Called a communard in 1874, Cezanne was saluted with the title of anarchist in 1904, when his vogue had begun; these titles being a species of official nomenclature for all rebels. Thiers, once President of the French Republic, made a bon mot when he exclaimed: “A Romantic—that is to say, Communist!” During his entire career this mild, reserved gentleman from Aix came under the ban of the critics and the authorities, for he had shouldered his musket in 1871, as did Manet, as did Bazille,—who, like Henri Regnault, was killed in a skirmish.
His most virulent enemies were forced to admit that Edouard Manet had a certain facility with the brush; his quality and beauty of sheer paint could not be winked away even by Albert Wolff. But to Cezanne there was no quarter shown. He was called the “Ape of Manet”; he was hissed, cursed, abused; his canvases were spat upon, and as late as 1902, when M. Roujon, the Director of the Beaux-Arts, was asked by Octave Mirbeau to decorate Cezanne, he nearly fainted from astonishment. Cezanne! That barbarian! The amiable director suggested instead the name of Claude Monet. Time had enjoyed its little whirligig with that great painter of vibrating light and water, but Monet blandly refused the long-protracted honour. Another anecdote is related by M. Duret.
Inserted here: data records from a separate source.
PR #2900, opened 2024-10-23
lottie/text: alignment options support

tinyjin:
- [x] alignment options parser
- [ ] 🚧 rotation transforming based on group alignment 
- [ ] text grouping
  - currently, `chars` only supported (separated grouping)
  - `chars` and `all` seem same (targeting individual chars, need to review)
  - [ ] Word
  - [ ] Line


tinyjin:
Grouping mechanism has been changed, it could bring side effects on text rendering.

I've tested with existing text test files, looks fine.

CleanShot 2024-10-24 at 18 47 11@2x

src/loaders/lottie/tvgLottieBuilder.cpp
```diff
@@ -1071,21 +1094,43 @@ void LottieBuilder::updateText(LottieLayer* layer, float frameNo)
...
-                    rotate(&matrix, (*s)->style.rotation(frameNo));
-
                     auto glyphScale = (*s)->style.scale(frameNo) * 0.01f;
                     tvg::scale(&matrix, glyphScale.x, glyphScale.y);
 
                     auto position = (*s)->style.position(frameNo);
                     translate(&matrix, position.x, position.y);
 
+                    // NOTE: duplicated with Mira's PR, should be removed
+                    shape->transform(matrix);
```
tinyjin, line 1132: Please ignore this changes, it's workaround to fix current rotation bug. Which will be closed in #2891 patch. After all, I'll remove this commit and line.

Alternatively, you can review after I rebase.

tinyjin:
@hermet I am afraid if new text grouping could affect to performance. This grouping approach will occupy as many tvgScenes as characters exist in the Text, when text-grouping is `Chars/All`. (Meaning more tvgScenes will be generated than before)

Let me know whether this should be changed, or if you have any better idea.

hermet:
@mgrudzinska any of your feedback is welcome.

> @hermet I am afraid if new text grouping could affect to performance. This grouping approach will occupy as many tvgScenes as characters exist in the Text, when text-grouping is `Chars/All`. (Meaning more tvgScenes will be generated than before)
> 
> Let me know whether this should be changed, or if you have any better idea.

@mgrudzinska any opinion?

mgrudzinska:
@tinyjin I tried to remove as many scenes as possible from text and group letters into one shape if possible, since for now each letter is handled as a separate shape. 
https://github.com/mgrudzinska/thorvg/commit/1db56daf6a9c33ff07eb9bd29ea2f3a6d9d6738d
I thought that I'm close, but after tests I see that I didn't manage to get a working solution.
the main idea was to transform the path points asap (l.1048) and then use shape's matrix to apply transformations that are now applied to the scene. but even there, each letter in a range selector I represent as a separate shape. don;t see how to optimize this. 
but since I failed it's hard for me to advice here

src/loaders/lottie/tvgLottieBuilder.cpp
hermet: @tinyjin could you please rebase PR?

tinyjin:
@mgrudzinska Have just rebased. The examples above work well again as each animations shows in the screenshot.

However, given example in your comment. ThorVG renders like this. (When rotated, position is little different from lottie-web)

Seems like ThorVG and lottie-web, they take different anchor point. I assume this is the issue out of current patch.

CleanShot 2024-10-29 at 16 19 24@2x

tinyjin:
> @tinyjin I tried to remove as many scenes as possible from text and group letters into one shape if possible, since for now each letter is handled as a separate shape. [mgrudzinska@1db56da](https://github.com/mgrudzinska/thorvg/commit/1db56daf6a9c33ff07eb9bd29ea2f3a6d9d6738d) I thought that I'm close, but after tests I see that I didn't manage to get a working solution. the main idea was to transform the path points asap (l.1048) and then use shape's matrix to apply transformations that are now applied to the scene. but even there, each letter in a range selector I represent as a separate shape. don;t see how to optimize this. but since I failed it's hard for me to advice here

William II of Germany in 1899 wished to examine with his own eyes, trained by the black, muddy painting of Germany, the canvases of Monet, Pissarro, Sisley, Cezanne, and Manet, acquired by Director Tschudi for the Berlin National Gallery. He saw them all except the Cezanne. Herr Tschudi feared that the Parisian fat would be in the imperial fire if the Cezanne picture appeared. So he hid it. As it was his Majesty nodded in emphatic disapproval of the imported purchases. If he had viewed the Cezanne!
At first blush, for those whose schooling has been academic, the Cezanne productions are shocking. Yet his is a personal vision, though a heavy one. He has not a facile brush; he is not a great painter; he lacks imagination, invention, fantasy; but his palette is his own. He is a master of gray tones, and his scale is, as Duret justly observes, a very intense one. He avoids the anecdote, historic or domestic. He detests design, prearranged composition. His studio is an open field, light the chief actor of his palette. He is never conventionally decorative unless you can call his own particular scheme decorative. He paints what he sees without flattery, without flinching from any ugliness. Compared with him Courbet is as sensuous as Correggio. He does not seek for the correspondences of light with surrounding objects or the atmosphere in which Eugene Carriere bathes his portraits, Rodin his marbles. The Cezanne picture does not modulate, does not flow; is too often hard, though always veracious—Cezannes veracity, be it understood. But it is an inescapable veracity. There is, too, great vitality and a peculiar reserved passion, like that of a Delacroix a ribbers, and in his still-life he is as great even as Manet.